<
>

Lucas Browne: Lie detector, blood tests prove I'm innocent ahead of fight vs. 'new Dereck Chisora'

Lucas Browne beat Ruslan Chagaev for the WBA heavyweight belt. Murat Kazbekov\TASS via Getty Images

Lucas Browne insists he is a clean athlete ahead of Saturday's heavyweight fight against Dillian Whyte and believes lie detector tests help to prove his innocence.

The Australian can boost his hopes of a world title shot with victory over Whyte at London's O2 Arena on Saturday, but his career looked finished after two failed drugs test in 2016.

Browne (25-0, 22 KOs), 38, from Sydney, was banned for six months and stripped of the WBA heavyweight title due to a failed drugs test for clenbuterol after his 10th round KO over Ruslan Chagaev in Russia back in March 2016.

Browne argues his food or water was spiked while in Russia and he was later ruled "unlikely" to have taken that substance deliberately.

However, the former nightclub bouncer failed a drugs test for the second time in eight months after testing positive for the banned substance ostarine [also called enobosarm], which led to the cancellation of a fight against Shannon Briggs, the former two-time world titleholder from Brooklyn.
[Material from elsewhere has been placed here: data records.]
Issue #364, opened 2021-01-24
Automate historical makefiles generation


lhsazevedo:
Here is a simple test [python script](https://gist.github.com/lhsazevedo/28c43d9e8cd534275aea90d90ad858f5#file-gen-py) for generating historical makefiles using [a template](https://gist.github.com/lhsazevedo/28c43d9e8cd534275aea90d90ad858f5#file-amiga-template). Only amiga makefiles for now, but should be easy to add msdos and smake.

It still needs some adjustments to output makefiles equivalent to the current ones, see [the diff](https://gist.github.com/lhsazevedo/28c43d9e8cd534275aea90d90ad858f5#file-diff-diff).

I'll get back to this soon.

lhsazevedo:
May help #356

cr1901:
We already require Python to generate docs. I'm fine with this change- it can be the CMake equivalent for the historical architectures. 

Maybe this script could even evolve the ability to zip up the contents for xfer to an old machine (Ville, what do you do to xfer the source tree to Amiga, seeing that I doubt git runs there)?

vhelin:
This sounds like a great idea!

@cr1901 - I sold my Amiga as I wasn't using it much, using WinUAE now.

vhelin:
Also, having such script in GitHub would be super nice, but we still need to keep on having the (generated) historical makefiles there as well as for example people who use Amiga/MSDOS might not have python executables etc...

lhsazevedo:
We can add a step to the CI pipeline that, for every commit, run the script and commit the new makefiles if there are changes. Something like:
```sh
python script.py

if git diff --no-patch --exit-code; then
  git commit -am "Update historical makefiles"
  git push
fi
```

## Finishing the script

Now I just need to figure out the patterns to the object dependencies, if there is one.
Each object depends just on i'ts own source and headers, defines.h, and makefile:
```makefile
main.o: main.c defines.h main.h makefile
parse.o: parse.c defines.h parse.h makefile
include_file.o: include_file.c defines.h include_file.h makefile
```
But printf.o does not depends on defines.h
```makefile
printf.o: printf.c printf.h makefile
```

Opcodes objects depends only on the .c source:
```makefile
opcodes_65c02_tables.o: opcodes_65c02_tables.c
opcodes_65c02.o: opcodes_65c02.c
```

Would removing defines.h from vendor objects be a problem? If not, we can use tree groups for generation:
- WLA objects (main, parse, pass_1 etc):
[...]

Issue #356, opened 2021-01-11
Move active codebase out of root directory


lhsazevedo:
What do you think of moving the active codebase (wla-cpu, wlalink, byte-tester, etc) out of the root directory?
I think this way it's simpler to understand, navigate and maintain it. As well as keeping consistent with already separated folders (docs, examples, etc)

We can go even further and create a subdir for wla-cpu inside src/, and reorganize wla-cpu code in folders too (like decode/ and opcodes/):

```
📁 examples
📁 historical
📁 src
├ 📁 wlab
│ ├ 📄 main.c
│ └ ...
│
├ 📁 wlalink
│ ├ 📄 main.c
│ └ ...
│
└ 📁 wla-cpu
   ├ 📁 opcodes
   ├ 📁 decode
   ├ 📄 main.c
       ...
```

I've setup a branch so you can clone and test it: https://github.com/lhsazevedo/wla-dx/tree/move-to-src
It builds and passes all tests here at my Linux desktop. Don't know about Windows though.

cr1901:
It's a good idea, but I won't have time to test this on Windows or MSDOS (don't forget to update those Makefiles) for a bit.

In addition, changing the directory structure is going to make bisecting more difficult. But I suppose one could write a script for that to automate rebuilding against the old dir structure and new one.

lhsazevedo:
Sadly I can't test on other platforms, and it maybe be better to let more experienced people handle Makefiles as they are new to me to. I think this is more an idea/starting point than the real thing.

Oh, and what does bisecting means in this context?

cr1901:
By bisecting I mean [`git bisect`](https://www.metaltoad.com/blog/beginners-guide-git-bisect-process-elimination).

vhelin:
Good idea as the current folder structure is a bit messy. But like @cr1901 said, the historical makefiles/scripts need to be updated as well and work after the change. Personally I wouldn't do this unless I had nothing else to do as bug fixes & new features >>> reorganization... It'll be a pain in the behind to update those files in the historical folder... Let's keep this in mind unless someone really feels like doing it!

lhsazevedo:
Maybe we can consider this now that we have the makefile generator

PR #394, opened 2021-03-21
Use automatic dependency tracking on MS-DOS makefiles

lhsazevedo:
## Intro

If accepted, this pull request will update MS-DOS makefiles adding automatic dependency tracking.
Additionally, it removes the `-m` flag (removed from gcc) in favor or `-mtune`. It also defines `NDEBUG` so we have release builds as default.

Following https://github.com/vhelin/wla-dx/issues/364#issuecomment-774841557, I was able to *successfully* build WLA 6502, 6510, 6800, 6801, 6809, 8008, 8080, gb and z80.
As before, 65816, 65c02, 65ce02, huc6280, spc700 were not built. I suspect that the target name length plays a role here as all of them result in a .exe that does not comply with the DOS 8dot3 filename limit. Further analysis is needed.

The makefiles were re-generated with a Python script. We can do the same for Amiga make/smake ones allowing #356 to proceed.

### Pattern Rules

The first step was to use just one Pattern Rule for all object dependencies, so instead of:

```makefile
all: $(OFILES) makefile
    $(LD) $(LDFLAGS) $(OFILES) -o wla-z80.exe

main.o: main.c defines.h main.h makefile
    $(CC) $(CFLAGS) main.c

printf.o: printf.c printf.h makefile
    $(CC) $(CFLAGS) printf.c

# rules omitted for brevity ...
```
We use:

```makefile
all: $(OFILES)
    $(LD) $(LDFLAGS) $^ -o wla-z80.exe

%.o: %.c
    $(CC) $(CFLAGS) $<

# "$<" means first prerequisite name
# "$^" means all prerequisites
```
The `makefile` prerequisite isn't needed and was removed.

Note that headers were removed from the prerequisites, as gcc will generate this for us below.

### -MMD -MF

By passing `-MMD -MF` options, we ask gcc to output the dependencies of the current source in makefile format to a file.

```makefile
# stack.d

stack.o: stack.c defines.h hashmap.h shared.h parse.h pass_1.h stack.h \
 include_file.h printf.h
```

Instead of manually typing (and tracking), we can just include those *.d makefiles.

So, we add `-MMD and -MF <target>.d` to our Pattern Rule:
```makefile
# "@" gets replaced by the target name.
# ".o=.d" replaces the .o extension with .d

%.o: %.c
    $(CC) $(CFLAGS) $< -MMD -MF $(@:.o=.d)
```

The effective rule for a given object is the following:

```makefile
# This is just a demonstration of the effective rule for the
# main.o target, and is not present on the makefile itself.

stack.o: stack.c
    $(CC) $(CFLAGS) stack.c -MMD -MF stack.d  
```

Instead of including each .d makefile, i'm using a little trick to include all of them:
(See the referenced links for more info)
```makefile
-include($(patsubst %.o,%.d,$(OFILES)))
```
Note that a "-" is used before the include to suppress errors, as there are no *.d files to include on the first run.
This isn't a problem because they're useful only when rebuilding objects after changing files during development.

## Dependency graph
Before:
Before
After:
After

## References
[Makefile Tutorial - Advanced | Automatic Dependency Tracking, Variables, and Pattern Rules](https://www.youtube.com/watch?v=PiFUuQqW-v8)
[Makefile Tutorial By Example](https://makefiletutorial.com)

### DIFF
--- a/.gitattributes
+++ b/.gitattributes
@@ -6,6 +6,7 @@
 *.md    text
 *.sh    text eol=lf
 *.bat   text eol=crlf
+makefile.msdos.*    text eol=crlf
 
 # bat-files usually works with LF, but Windows users might have a better
 # editing time with notepad and CRLF, because nodepad is dumb with LF
--- a/.gitignore
+++ b/.gitignore
@@ -20,6 +20,7 @@ wla_[ab].tmp
 *.so
 *.a
 *.exe
+*.d
 
 # Generated files
 opcodes_*_tables.c
--- a/historical/makefiles/makefile.msdos.6502
+++ b/historical/makefiles/makefile.msdos.6502
@@ -1,65 +1,22 @@
 
 CC = gcc
-CFLAGS = -m486 -c -O3 -ansi -pedantic -Wall -DMSDOS -DMCS6502
+CFLAGS = -mtune=i486 -c -O3 -ansi -pedantic -Wall -DMSDOS -DMCS6502 -DNDEBUG=1
 LD = gcc
 LDFLAGS = -lm
 WLAFLAGS = $(CFLAGS)
 
-CFILES = main.c parse.c include_file.c pass_1.c pass_2.c pass_3.c pass_4.c stack.c listfile.c crc32.c hashmap.c printf.c mersenne_twister.c opcodes_6502_tables.c opcodes_6502.c
-HFILES = main.h parse.h include_file.h pass_1.h pass_2.h pass_3.h pass_4.h stack.h listfile.h crc32.h hashmap.h printf.h mersenne_twister.h defines.h
-OFILES = main.o parse.o include_file.o pass_1.o pass_2.o pass_3.o pass_4.o stack.o listfile.o crc32.o hashmap.o printf.o mersenne_twister.o opcodes_6502_tables.o opcodes_6502.o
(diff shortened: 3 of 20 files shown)


cr1901:
IIRC, the Makefiles explicitly wrote out all dependencies b/c I couldn't rely on a particular `make` flavor being available on an MSDOS system. So I targeted the lowest-common denominator. But since these Makefiles are specific to DJGPP anyway, I guess it's not a big deal to use GNU Make features.

lhsazevedo:
Hmm, maybe we can get rid of the Pattern Rules and tweak the Python script to generate one rule for each object. The `$^`, `$<` and `$@` aren't really needed and can be replaced in the script as well. What do you think?

I guess the only important make feature is to be able to include other makefiles with `include` for the .d files. Is this supported on old versions?

lhsazevedo:
Here is a generated makefile without the features mentioned above:
https://gist.github.com/lhsazevedo/2ba850be6317362f9edd4f7b90811280

I'm looking forward to your feedback!

cr1901:
Well, even `-include` is a GNUism :P. I think your original idea is fine for building w/ DJGPP, just I don't think that the Python generator should rely on any particular `make` flavor.

(Do you intend to commit the Python script itself?)

lhsazevedo:
You are right, and there are not so many source files. I think this is a lot of unnecessary effort.
It might be better to just keep the dependencies in the script itself. See this replacement PR #399.

> Do you intend to commit the Python script itself?

Sure!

"I was out in Chechyna and three days before the fight [vs. Chagaev] I had a blood and urine sample which was completely clear," Browne told ESPN. "After the fight, it came up as very marginal traces of clenbuterol.

"Now clenbuterol is a weight stripper so the idea of a heavyweight boxer using it is ridiculous. Plus, I would need to take it a lot sooner than I was supposed to have which would have been less than three days before the fight.

"I had no reason to take a weight stripper substance -- why would I need to take something two days out from a fight? It would hinder my performance.

"They have cleared me, I've gone through a lie detector test and blood tests and it's still a win on my record.

"Unfortunately the second test was my own stupidity I believe. I was preparing for the Shannon Briggs fight. I was on a supplement and if you take it for a long period of time, it stops working.

"So I got an over-the-counter supplement but on the label it didn't give the specific ingredients.

"It looks like I'm a two-time cheat, but didn't do it. I've done hair follicle and lie detector tests to prove I'm not. It absolutely left me in limbo, but I'm a clean athlete.

"I'm back to where I was before I started. I won the world title and then I spent it," Browne added. "Now, after everything that has happened, I'm back and ready to kick start it again.

"I knew I was innocent so why should I pack it in? I'm 38 but I started boxing full-time at 33 and I still have a lot left."

Whyte (22-1, 16 KOs), 29, also tested positive and served a ban for the stimulant methylhexaneamine, which was in a sports nutritional drink he bought over the counter in 2012, but the Londoner has little sympathy or interest in Browne's argument.

"We know what he has done but I don't really care, I don't know the ins and outs of it," Whyte told ESPN. "It's very strange that you fail two drugs tests in the space of a few months. The first one could be a case of contamination or spiked but two in six months is no excuse.

"With the second one, he was still in trouble with the first one, so what was he doing? Everyone makes mistakes but I'm just cracking on with it.

"As long as he hasn't been cheating ahead of my fight and hopefully he has been tested right.

"I don't want to beat him up and then it comes out as a no contest on my record because he has been cheating and tests positive for something."

Browne has had one fight -- a second-round knockout of American journeyman Matthew Greer in June -- since his career-best win over Chagaev two years ago.

However, beating highly-ranked Whyte will give Browne's career some vital momentum and believes there are still bigger tests to come.

"I don't rate Dillian Whyte that high," Browne told ESPN. "I see him as the new Dereck Chisora, he's a gatekeeper, someone I have to beat to move on to bigger things."

"There was a lot of backwards and forwards with fights before this one was announced, I was supposed to have fought Parker.

"But there's no money it in against Parker. If I fight a world title in Australia it will be for 300 or 400,000 Australian dollars, Parker would get a million, where as he's getting £9 million or more for fighting Joshua in the UK.

"The money is overseas and it's UK at the moment. In Australia, the interest is nothing compared to the UK. Here, fans get involved more and there's more money and hype."